**DATASET RECORDS:**

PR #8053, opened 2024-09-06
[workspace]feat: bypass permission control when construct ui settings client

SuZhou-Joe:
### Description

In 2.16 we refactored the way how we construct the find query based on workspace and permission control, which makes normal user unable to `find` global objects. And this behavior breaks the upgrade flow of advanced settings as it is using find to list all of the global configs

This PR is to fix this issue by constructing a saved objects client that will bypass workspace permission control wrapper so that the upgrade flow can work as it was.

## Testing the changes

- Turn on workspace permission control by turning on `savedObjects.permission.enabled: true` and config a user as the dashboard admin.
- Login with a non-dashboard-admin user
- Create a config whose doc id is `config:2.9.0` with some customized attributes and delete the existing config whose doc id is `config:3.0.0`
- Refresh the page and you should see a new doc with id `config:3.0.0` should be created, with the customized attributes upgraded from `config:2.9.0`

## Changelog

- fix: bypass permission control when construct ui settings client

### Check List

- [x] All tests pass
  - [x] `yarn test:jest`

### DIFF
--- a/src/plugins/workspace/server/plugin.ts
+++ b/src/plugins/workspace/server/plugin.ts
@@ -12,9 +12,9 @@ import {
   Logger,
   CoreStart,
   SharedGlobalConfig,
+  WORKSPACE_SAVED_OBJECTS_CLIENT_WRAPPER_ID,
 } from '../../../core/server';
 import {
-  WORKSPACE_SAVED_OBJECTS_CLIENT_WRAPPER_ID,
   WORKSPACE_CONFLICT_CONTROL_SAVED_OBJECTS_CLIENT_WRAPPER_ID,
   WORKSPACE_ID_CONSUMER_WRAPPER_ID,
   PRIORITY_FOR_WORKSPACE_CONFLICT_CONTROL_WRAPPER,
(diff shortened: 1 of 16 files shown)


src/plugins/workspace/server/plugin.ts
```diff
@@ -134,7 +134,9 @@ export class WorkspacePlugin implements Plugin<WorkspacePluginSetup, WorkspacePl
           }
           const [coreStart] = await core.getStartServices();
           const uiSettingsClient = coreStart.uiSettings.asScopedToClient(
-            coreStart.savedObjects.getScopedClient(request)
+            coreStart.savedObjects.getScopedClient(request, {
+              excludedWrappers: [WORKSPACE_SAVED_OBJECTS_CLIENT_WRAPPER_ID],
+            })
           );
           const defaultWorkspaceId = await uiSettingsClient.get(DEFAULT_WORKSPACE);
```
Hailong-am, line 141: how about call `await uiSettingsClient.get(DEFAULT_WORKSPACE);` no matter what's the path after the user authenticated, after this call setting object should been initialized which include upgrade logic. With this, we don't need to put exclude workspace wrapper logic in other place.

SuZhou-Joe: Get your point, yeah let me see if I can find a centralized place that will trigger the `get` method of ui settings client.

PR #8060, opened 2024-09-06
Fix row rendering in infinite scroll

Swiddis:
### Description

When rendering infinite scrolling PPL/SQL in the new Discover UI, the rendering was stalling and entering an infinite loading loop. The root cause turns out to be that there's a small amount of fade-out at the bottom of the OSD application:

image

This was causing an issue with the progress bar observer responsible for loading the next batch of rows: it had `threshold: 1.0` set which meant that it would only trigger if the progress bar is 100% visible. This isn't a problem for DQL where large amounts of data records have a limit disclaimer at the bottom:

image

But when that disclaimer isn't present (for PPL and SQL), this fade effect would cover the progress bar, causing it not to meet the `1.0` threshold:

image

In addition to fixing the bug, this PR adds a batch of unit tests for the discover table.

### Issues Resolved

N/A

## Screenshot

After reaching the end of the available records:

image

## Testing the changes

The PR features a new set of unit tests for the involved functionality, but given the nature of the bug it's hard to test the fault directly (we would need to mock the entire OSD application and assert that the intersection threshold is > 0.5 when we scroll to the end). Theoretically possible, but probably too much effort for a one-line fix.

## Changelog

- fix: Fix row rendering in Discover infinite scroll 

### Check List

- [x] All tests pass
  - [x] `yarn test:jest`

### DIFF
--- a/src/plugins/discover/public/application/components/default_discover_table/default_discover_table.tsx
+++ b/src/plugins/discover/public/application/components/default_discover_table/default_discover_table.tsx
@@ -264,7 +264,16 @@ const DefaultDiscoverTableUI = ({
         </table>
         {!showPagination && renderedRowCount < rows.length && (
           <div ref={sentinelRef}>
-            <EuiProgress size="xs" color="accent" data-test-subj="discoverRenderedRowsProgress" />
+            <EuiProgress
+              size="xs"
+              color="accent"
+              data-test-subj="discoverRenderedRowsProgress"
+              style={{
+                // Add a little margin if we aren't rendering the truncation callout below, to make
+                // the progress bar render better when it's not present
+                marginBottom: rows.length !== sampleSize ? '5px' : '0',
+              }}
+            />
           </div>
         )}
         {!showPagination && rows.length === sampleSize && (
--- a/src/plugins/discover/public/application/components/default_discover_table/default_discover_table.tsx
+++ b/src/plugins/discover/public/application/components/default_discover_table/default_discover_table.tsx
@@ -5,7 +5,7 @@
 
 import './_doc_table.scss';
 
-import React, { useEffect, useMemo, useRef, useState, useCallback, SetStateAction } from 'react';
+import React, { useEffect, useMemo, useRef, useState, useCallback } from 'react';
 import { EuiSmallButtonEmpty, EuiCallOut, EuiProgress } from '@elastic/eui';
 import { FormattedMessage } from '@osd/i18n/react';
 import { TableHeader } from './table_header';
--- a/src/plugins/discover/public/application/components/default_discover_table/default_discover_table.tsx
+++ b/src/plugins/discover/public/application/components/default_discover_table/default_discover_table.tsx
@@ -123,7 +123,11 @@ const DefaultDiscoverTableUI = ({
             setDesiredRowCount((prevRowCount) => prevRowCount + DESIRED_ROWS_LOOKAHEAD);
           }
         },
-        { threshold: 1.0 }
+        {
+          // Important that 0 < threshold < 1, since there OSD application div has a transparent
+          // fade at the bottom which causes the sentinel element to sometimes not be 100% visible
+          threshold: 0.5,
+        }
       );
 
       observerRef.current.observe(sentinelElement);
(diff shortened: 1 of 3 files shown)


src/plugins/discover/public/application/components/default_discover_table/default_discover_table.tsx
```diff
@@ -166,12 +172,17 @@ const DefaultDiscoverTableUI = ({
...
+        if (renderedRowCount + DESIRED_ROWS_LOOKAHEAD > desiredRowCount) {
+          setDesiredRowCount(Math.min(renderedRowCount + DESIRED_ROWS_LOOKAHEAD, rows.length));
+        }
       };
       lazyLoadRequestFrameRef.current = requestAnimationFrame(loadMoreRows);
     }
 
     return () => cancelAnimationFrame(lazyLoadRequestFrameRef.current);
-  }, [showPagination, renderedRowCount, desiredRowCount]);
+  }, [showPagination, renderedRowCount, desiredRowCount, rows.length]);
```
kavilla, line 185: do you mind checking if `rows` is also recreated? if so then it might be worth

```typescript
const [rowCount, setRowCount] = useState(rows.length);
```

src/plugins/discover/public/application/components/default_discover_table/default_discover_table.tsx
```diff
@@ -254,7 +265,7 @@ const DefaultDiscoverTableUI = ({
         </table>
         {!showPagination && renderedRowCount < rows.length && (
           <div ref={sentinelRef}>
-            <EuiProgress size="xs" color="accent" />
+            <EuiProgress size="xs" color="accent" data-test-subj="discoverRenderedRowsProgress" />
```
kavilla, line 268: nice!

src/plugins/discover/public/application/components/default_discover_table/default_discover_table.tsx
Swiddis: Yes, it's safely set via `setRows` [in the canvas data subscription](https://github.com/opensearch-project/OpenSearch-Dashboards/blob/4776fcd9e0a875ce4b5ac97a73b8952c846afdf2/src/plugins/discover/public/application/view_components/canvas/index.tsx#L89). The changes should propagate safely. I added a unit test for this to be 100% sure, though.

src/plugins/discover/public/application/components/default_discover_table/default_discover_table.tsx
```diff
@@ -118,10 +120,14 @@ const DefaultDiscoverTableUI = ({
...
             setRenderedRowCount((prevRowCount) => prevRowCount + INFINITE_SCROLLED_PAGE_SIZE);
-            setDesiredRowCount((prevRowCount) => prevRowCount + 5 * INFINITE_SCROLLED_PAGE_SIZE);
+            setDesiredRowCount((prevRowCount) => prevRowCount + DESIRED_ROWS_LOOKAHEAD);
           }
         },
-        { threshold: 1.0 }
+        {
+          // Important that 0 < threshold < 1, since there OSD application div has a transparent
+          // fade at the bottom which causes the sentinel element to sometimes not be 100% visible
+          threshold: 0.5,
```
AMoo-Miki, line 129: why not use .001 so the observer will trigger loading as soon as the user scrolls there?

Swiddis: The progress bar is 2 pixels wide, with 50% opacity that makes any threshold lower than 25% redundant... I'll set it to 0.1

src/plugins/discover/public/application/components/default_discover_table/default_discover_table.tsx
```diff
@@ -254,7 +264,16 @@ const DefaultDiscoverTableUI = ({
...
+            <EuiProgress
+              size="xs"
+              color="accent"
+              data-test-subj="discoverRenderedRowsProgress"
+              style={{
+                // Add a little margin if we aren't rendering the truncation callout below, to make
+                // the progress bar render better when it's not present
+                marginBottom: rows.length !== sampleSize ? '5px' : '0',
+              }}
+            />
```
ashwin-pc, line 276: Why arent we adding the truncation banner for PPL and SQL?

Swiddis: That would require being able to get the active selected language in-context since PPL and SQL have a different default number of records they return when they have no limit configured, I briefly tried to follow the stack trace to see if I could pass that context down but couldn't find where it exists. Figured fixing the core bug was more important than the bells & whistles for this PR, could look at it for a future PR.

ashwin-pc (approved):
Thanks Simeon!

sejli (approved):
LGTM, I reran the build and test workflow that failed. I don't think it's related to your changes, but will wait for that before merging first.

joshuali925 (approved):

**WHAT YOU HAVE TO DO:**
Would you count the lines of the listing above that hold the string "useCallback" and give only the resulting number?

**EXERCISE OUTPUT:**
2